**ARCHIVED** 𝐑𝐎𝐆𝐄𝐑

302 16 19
                                    

i lay there on the floor in the cold cellar as the song Oh! Darling by The Beatles plays in my mind. I've been thinking an awful lot about brian.

he's gotta come and help me...

and just then, it dawned on me.

i never told him my address.

NOW WHAT WILL I DO? he can't come and find me! he doesn't know where i am!

i begin to tear up now that i know i may be stuck down here much longer than i planned. (well i never planned to stag down here in the first place.)

i cant even begin to imagine how brian is going to survive in school without me. he's going to get beat up and mocked for every move he makes if i'm not there to defend him.

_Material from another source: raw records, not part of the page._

Issue #701, opened 2026-02-17
WebSocket API for external control and user scripting


lucaromagnoli:
## Summary

Add a WebSocket server to MAGDA that exposes TrackManager functionality to external systems. This enables user scripting, hardware control surfaces, web UIs, and AI agent integration — all language-agnostic.

## Use Cases

- **Elgato Stream Deck** — custom buttons for transport, bypass, presets, macros (Stream Deck SDK uses WebSocket)
- **User scripting** — Python/JS/any language scripts to automate workflows, batch operations, session templates
- **Web UI** — browser-based remote control panel
- **Touch interfaces** — phone/tablet control surfaces
- **AI agents** — LLMs controlling the DAW programmatically

### Protocol

JSON messages over WebSocket (default port TBD, e.g. 9800).

**Commands** (client → MAGDA):
\`\`\`json
{"method": "transport.play"}
{"method": "transport.stop"}
{"method": "device.setParam", "params": {"track": 1, "device": 2, "param": 0, "value": 0.5}}
{"method": "track.addDevice", "params": {"track": 1, "type": "reverb"}}
{"method": "track.list"}
\`\`\`

**Events** (MAGDA → client, push notifications):
\`\`\`json
{"event": "param.changed", "data": {"track": 1, "device": 2, "param": 0, "value": 0.75}}
{"event": "transport.started"}
{"event": "device.added", "data": {"track": 1, "device": 3, "type": "delay"}}
\`\`\`

**Queries** (client → MAGDA → client):
\`\`\`json
{"method": "track.getDevices", "params": {"track": 1}}
{"method": "device.getParams", "params": {"track": 1, "device": 2}}
\`\`\`

### Architecture

- TrackManager already centralizes all state and has `TrackManagerListener` for change notifications — maps directly to WebSocket events
- New `WebSocketServer` class that listens to TrackManager and routes incoming messages to TrackManager calls
- No changes to existing core code required
- Lightweight WebSocket library: `choc` (from Tracktion team) or `IXWebSocket` (header-only)

### Language Agnostic

Any language with a WebSocket client works: Python, JavaScript, Lua, Rust, Go, C#, Swift, or even command-line tools like `websocat`.

## Future Extensions

- Authentication for remote access
- Subscribe/unsubscribe to specific event types
- Bundled Python/JS client libraries for convenience
- Stream Deck plugin

lucaromagnoli:
## Sequencing: what's actually blocked, after auditing the tree

[...]

PR #2044, opened 2026-08-07
WebSocket API: subscriptions, revisioned events, and backpressure (#1857)

### LINKED ISSUE #1857: WebSocket API: subscriptions, revisioned events, and backpressure

lucaromagnoli:
Closes #1857. Part of #701, on top of #1855 and #1856.

## Summary

Remote clients can now be pushed changes instead of polling for them, without mirroring every internal model notification or flooding the JUCE message queue.

A new `SubscriptionHub` sits between `ChangeSource` (#1855), which says *that* a topic changed, and the transports, which have to say *what* changed to each client that asked. It is shared rather than private to the WebSocket adapter because MCP resource updates (#1858) need the identical projection and the identical resync rules, and the second implementation would drift from the first.

## What a client receives

A transport-neutral envelope of topic, type, revision, and payload:

```json
{ "topic": "clips", "type": "delta", "revision": 57, "payload": { "added": [], "updated": [], "removed": [] } }
```

- **`snapshot`** — complete state for the topic, in the same shape as the topic's read operation (`tracks` is `tracks.list`, and so on). Delivered in the reply to `subscribe`/`resync`, so a client is never subscribed without knowing what it is watching, and pushed as an event when a client has fallen behind.
- **`delta`** — `{added, updated, removed}` for `tracks`, `clips`, `automation`, and `session`. `project`, `transport`, `selection`, and `devices` send their whole state, because there is nothing useful to diff — a `DeviceId` is unique only within a track section, so an id-keyed diff of `devices` would be wrong rather than merely unhelpful.
- **`sample`** — `meters` and `playhead`. Opt-in, never delta-encoded, latest value wins.

A topic that was marked but projects identically sends nothing at all, and each topic is projected once per flush however many clients are watching.

## Meters and the playhead

Nothing in the model marks either — the playhead moves without notifying anyone and meters are a continuous signal — so they are sampled on their own 20 Hz timer. The live meter source drains a dedicated `MeteringBuffer` on `AudioBridge`, a third ring alongside the recording one: peeking the mixer's ring goes stale as soon as it fills with no UI meter draining it, which is exactly the headless case a remote subscriber is in. The audio thread is untouched — metering is already published lock-free and drained on the message thread.

## Backpressure

Dropped, not buffered. A refused event marks the client, so the next thing it takes is a `snapshot` rather than a delta it has no baseline for; persistent refusal disconnects it. Events share the reply queue for ordering but hold a separate budget, so a busy subscription cannot starve the answer a client is waiting on, and a burst of replies cannot silently cost a subscriber its stream.

## The contract

`subscriptions.subscribe`, `.unsubscribe`, `.list`, and `.resync` are declared in the shared registry and marked `transportScoped`: names and schemas in one place, execution in the adapter, and `system.describe` stays a complete catalogue. Dispatching one through the service fails with `invalid_request` rather than `unknown_operation` — the operation is real, and only the route is wrong. Also adds `automation.listLanes`, which the `automation` topic needed as a snapshot source, and `minItems` support in the schema validator.

## Two things the design had to get right

Projection reads live model state, so `handle()` validates on the calling thread and hops to the message thread for the rest, answering through a callback the way `dispatch` does.

Both timers are reconciled only on the message thread, and never from inside a timer callback: JUCE invokes a timer callback with its own lock released, so stopping one from elsewhere can free a timer whose callback is on the stack.

## Testing

- `test_remote_subscriptions.cpp` — load, ordering, resync, coalescing, and the slow-client policy against a mock, with `flush()` and `sampleNow()` driven by hand so nothing is timing-dependent.
- `test_remote_websocket_server.cpp` — subscribe, push, ordering, and the per-connection event budget end to end over a real socket.
- `test_remote_websocket_live_juce.cpp` — with the message-thread assertion enabled: the real 30 Hz flush timer, the sampling timer, and the hop itself.

Full Catch2 suite passes (2116 cases, 34 new); full JUCE suite passes; `make debug` builds clean. `clang-tidy` was not available locally, so `make lint-changed` did not run.

### DIFF
--- a/magda/daw/api/remote_subscriptions.cpp
+++ b/magda/daw/api/remote_subscriptions.cpp
@@ -19,12 +19,6 @@ std::size_t indexOf(Topic topic) {
     return static_cast<std::size_t>(topic);
 }
 
-/// Sampled rather than published: driven by their own timer, never by a model
-/// notification, and never delta-encoded.
-bool isSampled(Topic topic) {
-    return topic == Topic::Meters || topic == Topic::Playhead;
-}
-
 juce::var makeObject() {
     return juce::var(new juce::DynamicObject());
 }
@@ -442,7 +436,7 @@ void SubscriptionHub::applyTopology() {
             const auto topic = static_cast<Topic>(index);
             if (!anySubscriberLocked(topic))
                 continue;
-            if (isSampled(topic))
+            if (isContinuousTopic(topic))
                 wantSampler = true;
             else
                 wantChanges = true;
@@ -599,51 +593,73 @@ void SubscriptionHub::deliverLocked(Client& client, const SubscriptionEvent& eve
     ++client.consecutiveDrops;
 }
 
+bool SubscriptionHub::owesSnapshotLocked(Topic topic) const {
+    const auto index = indexOf(topic);
+    return std::any_of(clients_.begin(), clients_.end(), [index](const Client& client) {
+        return client.subscribed[index] && client.needsSnapshot[index];
+    });
+}
+
 void SubscriptionHub::publishTopicLocked(Topic topic, Revision revision) {
     const auto index = indexOf(topic);
+
+    // A client that refused an event is owed complete state, and it is owed it
+    // whether or not anything has changed since. Deciding that before the
+    // early-out below is what makes the promise good: otherwise the snapshot
+    // would arrive only on the next observable change, and a client that dropped
+    // one event from a project that then went quiet would stay stale until it
+    // thought to ask for a resync.
+    const bool owed = owesSnapshotLocked(topic);
+
     auto current = projectTopic(topic);
     auto& state = topics_[index];
+    const bool hadBaseline = state.hasBaseline;
 
     SubscriptionEvent delta{topic, SubscriptionEvent::Type::Delta, revision, {}};
-    bool haveDelta = false;
+    bool changed = !hadBaseline;
 
-    if (state.hasBaseline) {
+    if (hadBaseline) {
         if (!keyFieldsFor(topic).empty()) {
             const auto difference = diffElements(topic, state.baseline, current);
-            if (!difference.changed()) {
-                // The topic was marked but nothing observable changed — a
-                // parameter that came back to where it started, or a
-                // notification for state this projection does not expose. The
-                // coalescing that matters most is the event never sent.
-                state.baseline = current;
-                return;
-            }
-            delta.payload = difference.toJson();
+            changed = difference.changed();
+            if (changed)
+                delta.payload = difference.toJson();
         } else {
-            if (deepEquals(state.baseline, current)) {
-                state.baseline = current;
-                return;
-            }
-            delta.payload = current;
+            changed = !deepEquals(state.baseline, current);
+            if (changed)
+                delta.payload = current;
         }
-        haveDelta = true;
     }
 
     state.baseline = current;
     state.hasBaseline = true;
+
+    // The topic was marked but nothing observable changed — a parameter that
+    // came back to where it started, or a notification for state this projection
+    // does not expose — and nobody is behind. The coalescing that matters most
+    // is the event never sent.
+    if (!changed && !owed)
+        return;
 
     const SubscriptionEvent snapshot{topic, SubscriptionEvent::Type::Snapshot, revision, current};
 
     for (auto& client : clients_) {
         if (!client.subscribed[index])
             continue;
-        const bool complete = client.needsSnapshot[index] || !haveDelta;
-        deliverLocked(client, complete ? snapshot : delta);
+        if (client.needsSnapshot[index] || !hadBaseline) {
+            deliverLocked(client, snapshot);
+            continue;
+        }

im probably going to get sick down here too.

Brian doesn't even know i'm locked up! he probably just thinks i left him.

it really hurts to think about this because what if brian forgets about me and moves on? then when i'm eventually let out, he might not even remember my name.

i tear up even more at the thought. im usually not the one to cry, but this is REALLY getting to me.

I wonder if he misses me yet. i bet he will for a bit.

i know i sure miss him.

just then, i hear what seems to be a very heated argument between my parents.

"YOU'VE BEEN SNEAKING OUT HAVEN'T YOU!!!" my mom shrieks at my dad. "YOU'VE SLEPT WITH HER!!!"

my mom found out my dad was sneaking off.

"now listen martha... i did not sleep with julia, she is a friend of m-" my father begins explaining himself when my mother cuts him off.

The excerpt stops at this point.